As seções eleitorais abriram as portas às 7h da manhã de hoje em todo país. Cerca de 13 milhões de equatorianos - de uma população total de 16,7 milhões - são esperados nas urnas. Os postos ficam abertos até as 17h locais (20h, horário de Brasília).
"As decisões que tomarmos no dia de hoje vão ser transcendentais para o futuro do país, para que nossos filhos vivam protegidos, para que as pessoas corruptas não voltem a zombar de nós (...) pelo cuidado com a natureza, pela retomada da economia", disse Moreno, após votar em uma universidade no norte de Quito.
Os eleitores deverão responder a sete perguntas: cinco delas via referendo, que implicam mudanças na Constituição; e duas via consulta popular, para derrogar, ou para reformar leis menores.
As pesquisas mostram uma clara vitória do "sim", a favor de Moreno.
Três das perguntas formuladas por Moreno, vice-presidente de Correa entre 2007 e 2013, são um claro convite a entrar na era do pós-correísmo.
O questionamento que planeja suprimir a reeleição indefinida aprovada por Correa em 2015 impediria a eventual candidatura do ex-chefe de Estado às presidenciais de 2021.
Outro propõe reestruturar o órgão criado pelo ex-governante para nomear autoridades de controle.
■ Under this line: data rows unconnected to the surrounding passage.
Issue #7029, opened 2020-04-24
Better error message for test()


fryeb:
Hi, 
I'm fairly new to meson, and while adding tests to my project I ran into the following error message:
```
..\tests\meson.build:2:0: ERROR: Incorrect number of arguments
```
After a bit of research I was able to narrow down the issue: `test` expects two arguments, not one. I might've solved the issue sooner had the error message read something like:
```
..\tests\meson.build:2:0 ERROR: test() expects 2 arguments but only 1 was given.
```
Admittedly this is a small issue, but I imagine it shouldn't be hard to fix and could help new users a fair bit.

xclaesse:
PR welcome :-)

PR #7040, opened 2020-04-26
Clarified error message for test().

fryeb:
Potential fix for: https://github.com/mesonbuild/meson/issues/7029#issue-606367289

Changes the error message for  `test()` so it now reports the expected and actual number of parameters.

### DIFF
--- a/mesonbuild/interpreter.py
+++ b/mesonbuild/interpreter.py
@@ -3761,7 +3761,7 @@ This will become a hard error in the future.''' % kwargs['input'], location=self
 
     def add_test(self, node, args, kwargs, is_base_test):
         if len(args) != 2:
-            raise InterpreterException('test expects 2 arguments, {} given'.format(len(args))
+            raise InterpreterException('test expects 2 arguments, {} given'.format(len(args)))
         if not isinstance(args[0], str):
             raise InterpreterException('First argument of test must be a string.')
         exe = args[1]
--- a/mesonbuild/interpreter.py
+++ b/mesonbuild/interpreter.py
@@ -3761,7 +3761,7 @@ This will become a hard error in the future.''' % kwargs['input'], location=self
 
     def add_test(self, node, args, kwargs, is_base_test):
         if len(args) != 2:
-            raise InterpreterException(r'test expects 2 arguments, only {len(args)} given')
+            raise InterpreterException('test expects 2 arguments, {} given'.format(len(args))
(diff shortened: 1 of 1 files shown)


mesonbuild/interpreter.py
```diff
@@ -3761,7 +3761,7 @@ def unpack_env_kwarg(self, kwargs) -> build.EnvironmentVariables:
 
     def add_test(self, node, args, kwargs, is_base_test):
         if len(args) != 2:
-            raise InterpreterException('Incorrect number of arguments')
+            raise InterpreterException(r'test expects 2 arguments, only {len(args)} given')
```
SuperWig, line 3764:
```suggestion
            raise InterpreterException(r'test expects 2 arguments, {len(args)} given')
```
"test expects 2 arguments, only 3 given" doesn't really make that much sense.

dcbaker, line 3764: This isn't doing what you're intending it to do. the `r` prefix in python makes a string a `raw string`. Python assumes you mean exactly what you see (no escaping, no unicode interpretation, etc). What I think you meant to do is use an `f` prefix, an `f-string` does inline interpolation, ie:

```python
>>> a = 'foo'
>>> print(f'I have {a}')
I have foo
>>> print(r'I have {a}')
I have {a}
```

Unfortunately f-strings are a python 3.6 feature and meson still needs to work with 3.5, so you'll need to use `str.format()` instead:

```python
raise InterpreterException(r'test expects 2 arguments, {} given'.format(len(args))
```

mesonbuild/interpreter.py
```diff
@@ -3761,7 +3761,7 @@ def unpack_env_kwarg(self, kwargs) -> build.EnvironmentVariables:
 
     def add_test(self, node, args, kwargs, is_base_test):
         if len(args) != 2:
-            raise InterpreterException('Incorrect number of arguments')
+            raise InterpreterException('test expects 2 arguments, {} given'.format(len(args))
```
dcbaker, line 3764:
```suggestion
            raise InterpreterException('test expects 2 arguments, {} given'.format(len(args)))
```

You're missing a closing paren.

fryeb: Yeah I noticed, serves me right for not running the tests locally first.

dcbaker:
lint failure is expected, as long as everything else is green I'll merge this. Thanks again.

Na prática, isso significaria uma "descorreização" do Estado.
Os correístas advertem que uma vitória do "sim" nesta questão permitiria a Moreno se apropriar temporariamente de todos os poderes estatais, nomeando "a dedo" as novas autoridades, entre elas o procurador e o controlador. Ambos exercerão sua função até as próximas eleições regionais, em 2019.
- 'Já vencemos' -
Correa acusa Moreno de "traição", de ter-se vendido para a oposição e alega que, com esta consulta "inconstitucional", convocada sem aprovação da Corte Constitucional, seu agora rival pretende alcançar o "presidencialismo absoluto".
"Independentemente dos resultados de hoje, já vencemos. A traição e a campanha mais desigual da história contemporânea tirou o melhor de nós!", tuitou Correa, que está na cidade de Guayaquil.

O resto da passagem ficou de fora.